[Collected data entries]
* * *
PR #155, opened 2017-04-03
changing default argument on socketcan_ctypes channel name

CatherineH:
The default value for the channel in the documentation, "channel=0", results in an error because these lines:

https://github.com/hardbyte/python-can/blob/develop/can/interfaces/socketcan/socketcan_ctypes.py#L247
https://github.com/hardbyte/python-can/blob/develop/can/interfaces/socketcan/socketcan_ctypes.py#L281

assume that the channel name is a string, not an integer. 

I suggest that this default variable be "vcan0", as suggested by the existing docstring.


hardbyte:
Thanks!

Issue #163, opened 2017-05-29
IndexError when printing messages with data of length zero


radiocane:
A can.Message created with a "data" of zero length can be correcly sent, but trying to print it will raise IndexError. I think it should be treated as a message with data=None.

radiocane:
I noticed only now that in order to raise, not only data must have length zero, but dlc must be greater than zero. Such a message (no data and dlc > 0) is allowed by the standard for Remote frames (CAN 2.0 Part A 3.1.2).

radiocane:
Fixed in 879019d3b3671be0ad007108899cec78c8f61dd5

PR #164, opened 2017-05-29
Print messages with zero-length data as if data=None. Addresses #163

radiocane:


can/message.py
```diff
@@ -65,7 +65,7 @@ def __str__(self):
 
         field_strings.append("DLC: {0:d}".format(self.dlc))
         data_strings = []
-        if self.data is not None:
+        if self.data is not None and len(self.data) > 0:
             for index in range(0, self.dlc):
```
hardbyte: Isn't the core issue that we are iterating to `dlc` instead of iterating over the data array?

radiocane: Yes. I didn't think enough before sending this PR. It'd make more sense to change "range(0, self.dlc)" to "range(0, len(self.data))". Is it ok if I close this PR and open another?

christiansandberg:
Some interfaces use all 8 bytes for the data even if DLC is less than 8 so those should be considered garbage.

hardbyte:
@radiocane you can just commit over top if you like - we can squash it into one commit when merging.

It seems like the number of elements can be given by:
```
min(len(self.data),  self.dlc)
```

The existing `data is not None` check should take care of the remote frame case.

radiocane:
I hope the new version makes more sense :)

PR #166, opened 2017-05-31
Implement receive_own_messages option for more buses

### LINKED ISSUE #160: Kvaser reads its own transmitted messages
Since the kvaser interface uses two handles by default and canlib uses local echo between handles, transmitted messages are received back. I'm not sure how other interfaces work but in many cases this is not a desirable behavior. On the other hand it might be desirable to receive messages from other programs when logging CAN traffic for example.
* * *
- _Exercise_:
The answer is the full set of records, printed exactly as given.

- _Answer below_:
PR #155, opened 2017-04-03
changing default argument on socketcan_ctypes channel name

CatherineH:
The default value for the channel in the documentation, "channel=0", results in an error because these lines:

https://github.com/hardbyte/python-can/blob/develop/can/interfaces/socketcan/socketcan_ctypes.py#L247
https://github.com/hardbyte/python-can/blob/develop/can/interfaces/socketcan/socketcan_ctypes.py#L281

assume that the channel name is a string, not an integer. 

I suggest that this default variable be "vcan0", as suggested by the existing docstring.


hardbyte:
Thanks!

Issue #163, opened 2017-05-29
IndexError when printing messages with data of length zero


radiocane:
A can.Message created with a "data" of zero length can be correcly sent, but trying to print it will raise IndexError. I think it should be treated as a message with data=None.

radiocane:
I noticed only now that in order to raise, not only data must have length zero, but dlc must be greater than zero. Such a message (no data and dlc > 0) is allowed by the standard for Remote frames (CAN 2.0 Part A 3.1.2).

radiocane:
Fixed in 879019d3b3671be0ad007108899cec78c8f61dd5

PR #164, opened 2017-05-29
Print messages with zero-length data as if data=None. Addresses #163

radiocane:


can/message.py
```diff
@@ -65,7 +65,7 @@ def __str__(self):
 
         field_strings.append("DLC: {0:d}".format(self.dlc))
         data_strings = []
-        if self.data is not None:
+        if self.data is not None and len(self.data) > 0:
             for index in range(0, self.dlc):
```
hardbyte: Isn't the core issue that we are iterating to `dlc` instead of iterating over the data array?

radiocane: Yes. I didn't think enough before sending this PR. It'd make more sense to change "range(0, self.dlc)" to "range(0, len(self.data))". Is it ok if I close this PR and open another?

christiansandberg:
Some interfaces use all 8 bytes for the data even if DLC is less than 8 so those should be considered garbage.

hardbyte:
@radiocane you can just commit over top if you like - we can squash it into one commit when merging.

It seems like the number of elements can be given by:
```
min(len(self.data),  self.dlc)
```

The existing `data is not None` check should take care of the remote frame case.

radiocane:
I hope the new version makes more sense :)

PR #166, opened 2017-05-31
Implement receive_own_messages option for more buses

### LINKED ISSUE #160: Kvaser reads its own transmitted messages
Since the kvaser interface uses two handles by default and canlib uses local echo between handles, transmitted messages are received back. I'm not sure how other interfaces work but in many cases this is not a desirable behavior. On the other hand it might be desirable to receive messages from other programs when logging CAN traffic for example.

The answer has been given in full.